L’informel, l’illégal, le hors-la-loi, au noir…économie parallèle…seraient une sorte de phénomène anormal. Et pourtant Yvon Pesqueux a précisé, dans un article paru en 2012, intitulé L’économie informelle, une bonne mauvaise pratique ?, qu’ «il serait intéressant de distinguer entre un bon et un mauvais informel, qualifié ici de conforme (sous-entendu, conforme à la situation socio-économique du pays. Donc bien loin des référentiels institutionnalisés)».
Les concepts et l’ingénierie sémantique élaborés par les instances internationales constituent un problème majeur. Et ce, pour la plupart des pays pauvres. Ce sont des prisons intellectuelles à ciel ouvert. Ces concepts sont souvent traduits de l’anglais, appliqués de manière standard et universellement semés à travers la planète. Ils deviennent des dogmes omniprésents dans l’esprit des dirigeants des économies en développement. Souvent sous la pression des conditionnalités qui accompagnent les prêts consentis. Or selon l’Organisation internationale du Travail, en 2020, les travailleurs officiels ne représentent que 38% de tous les travailleurs dans le monde. Et le reste sont des travailleurs dans l’informel. L’emploi informel représente 90% de l’emploi total dans les pays à faible revenu. 67% dans les pays à revenu intermédiaire et 18% dans les pays à revenu élevé.
Dans les pays pauvres, l’économie informelle couvre pourtant plusieurs types d’activités visibles. Elles sont opérées en plein soleil sur nos marchés hebdomadaires en particulier.
Une économie d’urgence
Dans le but d’assurer la survie des plus démunis parmi nous, le secteur informel comprend des activités. Ces dernières qui procurent le plus souvent des revenus de subsistance. Elles représentent aussi un filet de sécurité en temps de crise. A cause du manque de possibilités d’emplois officiels capables d’absorber la main-d’œuvre excédentaire.
La survie est aujourd’hui reconnue comme étant la principale cause de l’apparition de ce type d’activités. Le secteur informel joue un rôle crucial et persistant. En représentant un fournisseur d’emplois à une catégorie de la société dépourvue du minimum nécessaire.

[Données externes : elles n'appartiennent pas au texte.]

PR #59, opened 2022-02-07
Fix engine logs via syslog

dupondje:
As the ENGINE logger does not use it parent handlers, the data from
ovirt-engine.log is not syslogged while it was the case before.
This fix adds the SYSLOG handler when SYSLOG is enabled.

Just a bit annoying its send to syslog with the following format:
2022-02-07T12:30:27.380+01:00 ovirt001 1 2022-02-07T12:30:27.382+01:00 ovirt001 ovirt-engine 20362 org.ovirt.engine.core.bll.storag xxxxxxx

The duplicate date + hostname should be stripped somehow.


dupondje:
Modified the change a bit to make it more flexible :)

mwperina (approved):
I'm really sorry I've missed during the original implementation, that engine.log is omitted.

Thanks a lot for the patch, it looks great!

mwperina:
Posted further improvements in https://github.com/oVirt/ovirt-engine/pull/72

PR #61, opened 2022-02-09
Fix the build on Linux ARM64

martin-g:
This PR is https://gerrit.ovirt.org/c/ovirt-engine/+/117852 moved to Github.

1) Do not use hardcoded path to java. On Linux ARM64 the path looks like: /usr/lib/jvm/java-11-openjdk-arm64/bin/java

2) Upgrade io.bit3:jsass to its latest version. It support Linux aarch64 since 5.8.0


emesika (approved):

mwperina (approved):
+1

PR #71, opened 2022-02-10
drop gerrit note

michalskrivanek:


bennyz (approved):

mwperina (approved):
We need to almost completely rewrite this document, but OK for now just remove the link to gerrit

PR #74, opened 2022-02-11
webadmin: reset settings in Options dialog 

rszwajko:
Depends on #62 

Add Reset Settings button that allows to reset following settings to
their default values:
1. persist grid settings
2. confirm suspending VM

The functionality works similiar as in VM Portal:
1. button is disabled when there are no changes to be reset or if there
   are pending changes.
2. confirmation dialog is displayed with list of settings that will be
   cleared (the same labels are used as in the dialog). The list is
   flat - with only 2 settings there is no need for grouping by tab.

Reference-Url: https://github.com/oVirt/ovirt-web-ui/pull/1424


rszwajko:
### Screenshots

image


image

sgratch (commented):
Few general comments:

- What about adding the option for grids global reset settings (in addition to the persist grids settings)? This will override all grids by resetting back to default. 
- I'm not sure about the location for the 'Rest Settings' button. I understand why it's there but I can't think of any other webadmin dialog with buttons located on the lower left area. Maybe adding a 'reset settings' tab which will behave differently? Best was to support a shared area for all tabs on upper dialog corner but not sure it worth the effort. 
- Why not adding a dedicated audit log event for reset settings instead of the common "Updated profile for..."? It can be nice.

rszwajko:
> * What about adding the option for grids global reset settings (in addition to the persist grids settings)? This will override all grids by resetting back to default.
> 

Strictly speaking we don't have a setting for that on that screen. We could add it as part of the "general" reset (at the cost of complicating the reset confirmation dialog message) or as a standalone button on the Console tab.

> * I'm not sure about the location for the 'Rest Settings' button. I understand why it's there but I can't think of any other webadmin dialog with buttons located on the lower left area. Maybe adding a 'reset settings' tab which will behave differently? Best was to support a shared area for all tabs on upper dialog corner but not sure it worth the effort.
>

It's used i.e. in Create VM (Advanced Options)
 
> * Why not adding a dedicated audit log event for reset settings instead of the common "Updated profile for..."? It can be nice.
>

Technically this is not a separate event (at the command layer there is no "reset" command).

sgratch:
> > * What about adding the option for grids global reset settings (in addition to the persist grids settings)? This will override all grids by resetting back to default.
> 
> Strictly speaking we don't have a setting for that on that screen. We could add it as part of the "general" reset (at the cost of complicating the reset confirmation dialog message) or as a standalone button on the Console tab.

I guess you meant "Tables" tab and not "Console" tab. I'm not sure... I think it should be part of the "general" reset and not a separate button since if the user chooses to reset, all is reset at once. There is no option for partial reset. We don't want to go to that resolution, right?  But the difference here is that we do overrides all specific grid settings without the user awareness. Maybe worth adding a note for that if specific grids are set before resetting?
 
BTW, what if the "Persist grid settings" is not enabled? In that case we will only reset the local storage settings? 

> 
> > * I'm not sure about the location for the 'Rest Settings' button. I understand why it's there but I can't think of any other webadmin dialog with buttons located on the lower left area. Maybe adding a 'reset settings' tab which will behave differently? Best was to support a shared area for all tabs on upper dialog corner but not sure it worth the effort.
> 
> It's used i.e. in Create VM (Advanced Options)

Right, but for the Create VM dialog it toggles the view mode only while in our case it unexpectedly closes the dialog without an option to return back. Usually only OK/Cancel buttons are used for exiting the dialog so this is a bit unexpected for the user. It looks a naive button on the left and it's not.

> 
> > * Why not adding a dedicated audit log event for reset settings instead of the common "Updated profile for..."? It can be nice.
> 
> Technically this is not a separate event (at the command layer there is no "reset" command).

Right, I know. I think that reset settings might be a bit more than just iterating with deleteProperty for all properties and because of that It might worth a dedicated ActionType on backend. 
The user would like to know/log if and when he reset ALL his settings. 

This is the same like the difference between deleting a specific event or cleaning all events at once that triggers the "All events were removed" event.

rszwajko:
> > > * What about adding the option for grids global reset settings (in addition to the persist grids settings)? This will override all grids by resetting back to default.
> > 
> > 
> > Strictly speaking we don't have a setting for that on that screen. We could add it as part of the "general" reset (at the cost of complicating the reset confirmation dialog message) or as a standalone button on the Console tab.
> 
> I guess you meant "Tables" tab and not "Console" tab. I'm not sure... 
> 

I was referring to the Tables tab. In the newest layout both tabs were dropped so it's no longer relevant.

> I think it should be part of the "general" reset and not a separate button since if the user chooses to reset, all is reset at once. There is no option for partial reset. We don't want to go to that resolution, right? But the difference here is that we do overrides all specific grid settings without the user awareness.
>

The meaning of "reset" is always bound to specific context i.e. Account Settings dialog. The general assumption is that data unrelated to the dialog is not affected. The grid settings are weakly related as they are not listed on the dialog - only "persist grid settings" flag is visible. 

> Maybe worth adding a note for that if specific grids are set before resetting?
>

For sure this would help but the proper way is to visualize the grid settings i.e. via table.

> BTW, what if the "Persist grid settings" is not enabled? In that case we will only reset the local storage settings?
> 

The "reset" was not intended for local settings. Problems with extending the "reset" to local storage:
1. as for now we cannot reload the GWT views on storage change - after clearing the local storage a page reload is needed. 
2. looking at some grid, user is not aware which settings are stored  locally and which are stored on the server. Even with defaults ("persist" flag enabled), only a subset of grid settings is persisted on the server(precisely: hiding and re-ordering columns). The other settings are not "universal" for every browser/OS/display (i.e. column size) or just need some more attention (refresh timer).  

> > > * I'm not sure about the location for the 'Rest Settings' button. I understand why it's there but I can't think of any other webadmin dialog with buttons located on the lower left area. Maybe adding a 'reset settings' tab which will behave differently? Best was to support a shared area for all tabs on upper dialog corner but not sure it worth the effort.
> > 
> > 
> > It's used i.e. in Create VM (Advanced Options)
> 
> Right, but for the Create VM dialog it toggles the view mode only while in our case it unexpectedly closes the dialog without an option to return back. Usually only OK/Cancel buttons are used for exiting the dialog so this is a bit unexpected for the user. It looks a naive button on the left and it's not.
> 

It's also used to trigger a dialog (see below). This layout seemed consistent to me. However if you prefer other layout then please provide a screenshot of some existing reset functionality in oVirt. 
Alternatively, we could apply the (current) PF4 guidelines for extra actions and put all the buttons on the same side.
image


> > > * Why not adding a dedicated audit log event for reset settings instead of the common "Updated profile for..."? It can be nice.
> > 
> > 
> > Technically this is not a separate event (at the command layer there is no "reset" command).
> 
> Right, I know. I think that reset settings might be a bit more than just iterating with deleteProperty for all properties and because of that It might worth a dedicated ActionType on backend. The user would like to know/log if and when he reset ALL his settings.
> 

1. Only some options are deleted. Note the Vm Portal options and those added manually via REST are not affected.
2. Not sure if this is a valid use case - why a user would like to investigate such case? operations on user settings are not critical and have no effects on other users (differently then i.e. stopping a VM).

sjd78 (commented):
The i18n related strings and constants changes look ok to me.

sgratch (commented):
> What about adding the option for grids global reset settings (in addition to the persist grids settings)? This will override all grids by resetting back to default.

After reading your comments I agree with you that this might cause problems so we can either skip that or have a simple solution.
As I can see it, it is useful to see grids settings on a global level and have an option to reset all at once back to defaults.
We can allow that only for server persistence data and only when "Persist grid settings" is enabled.
We can consider adding a property of something like "grid settings is changed" with values "yes/no for identifying if a specific grid(s) was changed and then if changed - let the 'reset settings' reset those back to defaults.
Not too complicated but might help the user know if he played with that. 
WDYT?

> It's also used to trigger a dialog (see below). This layout seemed consistent to me. However if you prefer other layout then please provide a screenshot of some existing reset functionality in oVirt.
> Alternatively, we could apply the (current) PF4 guidelines for extra actions and put all the buttons on the same side.

Regarding the location of the  'Rest Settings' button, all buttons examples mentioned above are either a button changing something on current main dialog (advanced options view) or a dialog triggers another dialog on top of main one and after closing the triggered nested dialog, the main one still appears till applying. This is the case for the "import vm" dialog  for example. 
It seems UX friendly since when clicking on a button within a dialog other than OK/Cancel, you don't expect the main dialog to disappear.
Using PF4 guidelines is less preferable since we do try to use admin portal standards as much as possible for consistency.

My suggestion:
what about leaving current button location but avoid closing main 'account settings' dialog:
1. When user is clicking on  the 'reset settings' dialog, the 'reset settings' dialog appears on top of 'account settings' one.
2. after applying/canceling and closing 'reset settings' dialog, the focus returns to the 'account settings' dialog. If user chosen to reset then new settings appears.
Similar to 'import VM' dialog or to those Configure dialog examples: 
image
image


  
Regarding adding a dedicated audit log event for reset settings:
>   Only some options are deleted. Note the Vm Portal options and those added manually via REST are not affected.

Correct, but for the webadmin user settings added via the UI, it seems to me important to let the user know that reset was activated or even for us when debugging/tracking or trying to understand why specific settings are set back to initial values. 
We discussed that offline and suggested that instead of declaring 'reset' as a standalone command, we can at least add details for the "Updated profile for..." common notification currently generated i.e. which property and to which value it was set. 

>     Not sure if this is a valid use case - why a user would like to investigate such case? operations on user settings are not critical and have no effects on other users (differently then i.e. stopping a VM).

Almost every operation on webadmin generated an audit log event, even 'clear alerts' or 'clear events'. This is useful for tracking historical actions. 


> What about adding the option for grids global reset settings (in addition to the persist grids settings)? This will override all grids by resetting back to default.

After reading your comments I agree with you that this might cause problems so we can either skip that or have a simple solution.
As I can see it, it is useful to see grids settings on a global level and have an option to reset all at once back to defaults.
We can allow that only for server persistence data and only when "Persist grid settings" is enabled.
We can consider adding a property of something like "grid settings is changed" with values "yes/no for identifying if a specific grid(s) was changed and then if changed - let the 'reset settings' reset those back to defaults.
Not too complicated but might help the user know if he played with that. 
WDYT?

> It's also used to trigger a dialog (see below). This layout seemed consistent to me. However if you prefer other layout then please provide a screenshot of some existing reset functionality in oVirt.
> Alternatively, we could apply the (current) PF4 guidelines for extra actions and put all the buttons on the same side.

Regarding the location of the  'Rest Settings' button, all buttons examples mentioned above are either a button changing something on current main dialog (advanced options view) or a dialog triggers another dialog on top of main one and after closing the triggered nested dialog, the main one still appears till applying. This is the case for the "import vm" dialog  for example. 
It seems UX friendly since when clicking on a button within a dialog other than OK/Cancel, you don't expect the main dialog to disappear.
Using PF4 guidelines is less preferable since we do try to use admin portal standards as much as possible for consistency.

My suggestion:
what about leaving current button location but avoid closing main 'account settings' dialog:
1. When user is clicking on  the 'reset settings' dialog, the 'reset settings' dialog appears on top of 'account settings' one.
2. after applying/canceling and closing 'reset settings' dialog, the focus returns to the 'account settings' dialog. If user chosen to reset then new settings appears.
Similar to 'import VM' dialog or to those Configure dialog examples: 
image
image


  
Regarding adding a dedicated audit log event for reset settings:
>   Only some options are deleted. Note the Vm Portal options and those added manually via REST are not affected.

Correct, but for the webadmin user settings added via the UI, it seems to me important to let the user know that reset was activated or even for us when debugging/tracking or trying to understand why specific settings are set back to initial values. 
We discussed that offline and suggested that instead of declaring 'reset' as a standalone command, we can at least add details for the "Updated profile for..." common notification currently generated i.e. which property and to which value it was set. 

>     Not sure if this is a valid use case - why a user would like to investigate such case? operations on user settings are not critical and have no effects on other users (differently then i.e. stopping a VM).

Almost every operation on webadmin generated an audit log event, even 'clear alerts' or 'clear events'. This is useful for tracking historical actions.

rszwajko:
@sgratch 

1. The confirmation dialog is now opened on top of Account Settings dialog
2. improved audit log was submitted under https://github.com/oVirt/ovirt-engine/pull/132

sgratch:
> > What about adding the option for grids global reset settings (in addition to the persist grids settings)? This will override all grids by resetting back to default.
> 
> After reading your comments I agree with you that this might cause problems so we can either skip that or have a simple solution. As I can see it, it is useful to see grids settings on a global level and have an option to reset all at once back to defaults. We can allow that only for server persistence data and only when "Persist grid settings" is enabled. We can consider adding a property of something like "grid settings is changed" with values "yes/no for identifying if a specific grid(s) was changed and then if changed - let the 'reset settings' reset those back to defaults. Not too complicated but might help the user know if he played with that. WDYT?

After discussing that offline, we decided to skip that option of setting and resetting grids on a global level since the grid settings is consisted of both server and local storage persistence - and the user is not aware of which is which, so it's problematic to manage that for all grids 

> 1. The confirmation dialog is now opened on top of Account Settings dialog

Looks good!

> 2. improved audit log was submitted under https://github.com/oVirt/ovirt-engine/pull/132

I'll review that within the dedicated PR # 132.

sgratch:
This PR is ready to be merged, so let's merge it and add the reset settings ability for home page settings #115 on a separate PR.

sgratch (approved):
LGTM

PR #3, opened 2018-09-02
Using official search api

martincognite:
Use the official search api instead of the old prefix search.

### DIFF
--- a/src/datasource.ts
+++ b/src/datasource.ts
@@ -209,7 +209,7 @@ export default class CogniteDatasource {
       return Promise.resolve([]);
     }
     return this.backendSrv.datasourceRequest({
-      url: this.url + `/cogniteapi/${this.project}/timeseries?q=${query}`,
+      url: this.url + `/cogniteapi/${this.project}/timeseries/search?query=${query}`,
       method: "GET",
     }).then((result: { data: TimeSeriesResponse }) =>
       result.data.data.items.map(timeSeriesResponseItem => (


src/datasource.ts
```diff
@@ -209,7 +209,7 @@ export default class CogniteDatasource {
       return Promise.resolve([]);
     }
     return this.backendSrv.datasourceRequest({
-      url: this.url + `/cogniteapi/${this.project}/timeseries?q=${query}`,
+      url: this.url + `/cogniteapi/${this.project}/timeseries/search?query=${query}`,
```
wjoel: Doesn't this only work for projects where search has been enabled? If so, I'd prefer to not use it until it's enabled everywhere, and always, otherwise this plugin won't be "plug and play" for everyone.

I think it's not enabled for the "playground" project, for example.

martincognite: Fair enough.

martincognite:
Reopening this as an issue tracker for initial feedback from Framo.

It might be worth it to check if search is enabled for the tenant and conditionally ask the search api. It's pretty hard to search if you only get prefix search on the `name` property. What do you think @wjoel ? If nothing else we can block this issue with automatic search deployment for new tenants (which I think is the plan anyway).

wjoel:
@martincognite Sorry for the late reply, didn't see your message. Sounds like a good idea! I've added a card to the Trello board. Would be nice if we had a good way to check that through some API calll, but maybe it's already available and I'm just not aware of it.

martincognite:
This should probably be merged now as search is present on all tenants (and automatically gets deployed on tenant creation). @wjoel

PR #10, opened 2018-10-29
[WIP] Added lint + event datasource.

martincognite:
This should've been 2 smaller PRs -- but it wasn't until it was too late.

1. Quite intrusive PR, changes a lot of the code -- but only touches code-style rules (semicolons etc). Proposes `prettier` as a code standard and adds pre-commit hooks for in-place writing fixes
2. Adds support for `annotationQuery` with a very thin input layer, only `type` and `subType`. In addition.

### DIFF
--- a/.prettierrc.json
+++ b/.prettierrc.json
@@ -1,0 +1,4 @@
+{
+  "trailingComma": "es5",
+  "singleQuote": true
+}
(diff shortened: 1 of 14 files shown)


martincognite:
@hulien22 this is not needed anymore right, can we close this?

hulien22:
Closing, implemented through #23 and #26

PR #11, opened 2018-10-29
Added Jenkinsfile for baking and pushing images to dockerhub

martincognite:


Jenkinsfile
```diff
@@ -0,0 +1,73 @@
...
+          sh("docker build -t ${imageName}:${shortSha} .")
+        }
+
+        stage('Login to docker hub') {
+          sh('docker login -u "$(cat /dockerhub-credentials/DOCKER_USERNAME)" -p "$(cat /dockerhub-credentials/DOCKER_PASSWORD)"')
+        }
+
+        if (env.CHANGE_ID) {
+          stage("Publish PR image") {
+            def prImage = "${devImageName}:pr-${env.CHANGE_ID}"
```
wjoel: I don't think this makes sense for this repository?

Jenkinsfile
```diff
@@ -0,0 +1,73 @@
...
+  ) {
+    node(label) {
+      def shortSha
+      container('node') {
+        stage('Checkout') {
+          checkout(scm)
+          shortSha = sh(returnStdout: true, script: 'git rev-parse --short HEAD').trim()
+        }
+
+        stage('Prepare') {
```
wjoel: Build and test, or keep `'Prepare'` but then it should just do `yarn` and not `yarn build` (which would then be in a `'Build'` stage)

Jenkinsfile
martincognite: The plan was to ship this to a `grafana-cdp-dev` if someone wanted to run the artifact without cloning, building and running locally.

Jenkinsfile
martincognite: Good point.

Jenkinsfile
```diff
@@ -0,0 +1,81 @@
+def label = "cognite-grafana-datasource-${UUID.randomUUID().toString().substring(0, 5)}"
+def imageName = "cognite/grafana-cdp"
+def devImageName = "cognite/grafana-cdp-dev"
+
+podTemplate(
+  label: label,
+  containers: [
+    containerTemplate(
+      name: 'node',
+      image: 'node:9',
```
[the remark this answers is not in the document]
wjoel: No need to be frugal here either, `1000m` or even `2000m` CPU is fine.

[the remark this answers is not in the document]
martincognite: Done done.

Jenkinsfile
```diff
@@ -0,0 +1,83 @@
...
+  envVars: [
+    envVar(key: 'CHANGE_ID', value: env.CHANGE_ID),
+  ],
+  ) {
+    node(label) {
+      def shortSha
+      container('node') {
+        stage('Checkout') {
+          checkout(scm)
+          shortSha = sh(returnStdout: true, script: 'git rev-parse --short HEAD').trim()
```
wjoel: We've found it quite useful to include the date in the image tag, see https://github.com/cognitedata/transformers-backend/blob/master/Jenkinsfile#L48 for an example.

La fragilité de l’informel
Travaillant quoi qu’il advienne pour s’assurer un revenu pour se nourrir et nourrir leurs familles, les travailleurs informels sont vulnérables aux chocs qu’ils soient économiques ou sanitaires.
Le secteur informel a été largement impacté par la crise sanitaire Covid-19. Cette crise qui représente la plus grave récession qu’ait connue le monde depuis la Seconde Guerre mondiale.
De nombreux travailleurs informels se trouvent dans une situation de blocage. Ces travailleurs s’appauvrissent davantage. Ils sont plus vulnérables à la faim et aux épidémies. Car non couverts par aucune forme de protection.
Cette crise menace la survie même de ces travailleurs informels et de leurs familles. En perdant leur travail, les entreprises informelles n’ont d’autre alternative que d’utiliser leur modique capital à des fins de consommation.
Les estimations récentes de l’OIT montrent que la perte de revenu du travail entraîne une aggravation de la pauvreté chez ces travailleurs informels. Plus de 21% dans les pays à revenu intermédiaire de la tranche supérieure, près de 52% de haut à revenu faible et 56% dans les pays à faible revenu.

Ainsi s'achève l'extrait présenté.